* Extracted information
☆ ☆ ☆ ☆ ☆

PR #405, opened 2025-06-27
Add DownloadHTTPClient callback

owais:
Package Syncer uses the http.DefaultClient and gives users not chance of configuring an HTTP client for the purpose of downloading packages. This means users cannot configure TLS, timeouts, keep-alive, use a custom transport, a proxy, etc to faciliate package file downloads.

This commit add a new DownloadHTTPClient callback that allows users to provide a custom HTTP Client to use with package downloads.

The callback will be called for every DownloadableFile. This is to allow users to tweak the client based on the file URL. Users who do not need to tweak the client for each download can always return the same client. We could call the callback just once per agent and use the same client for all downloads but I felt this gives users more flexibility and makes it very clear that the client is only for downloading files. Happy to change it to a "global" download client though.

### DIFF
--- a/client/types/callbacks.go
+++ b/client/types/callbacks.go
@@ -130,6 +130,11 @@ type Callbacks struct {
 	//
 	// The responses in the via parameter are passed with their bodies closed.
 	CheckRedirect func(req *http.Request, viaReq []*http.Request, via []*http.Response) error
+
+	// DownloadHTTPClient is called to create an HTTP client that is used to download files by the package syncer.
+	// If the callback is not set, a default HTTP client will be created with the default transport settings.
+	// The callback must return a non-nil HTTP client or an error.
+	DownloadHTTPClient func(ctx context.Context, file *protobufs.DownloadableFile) (*http.Client, error)
 }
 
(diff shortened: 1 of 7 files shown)


client/types/callbacks.go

☆ ☆ ☆ ☆ ☆

* Work order
Taking the entries above, print exactly the lines starting at the line with "CheckRedirect func(req *http.Request, viaReq" and ending at the line with "the package syncer.", both included.

* Result of this task
 	CheckRedirect func(req *http.Request, viaReq []*http.Request, via []*http.Response) error
+
+	// DownloadHTTPClient is called to create an HTTP client that is used to download files by the package syncer.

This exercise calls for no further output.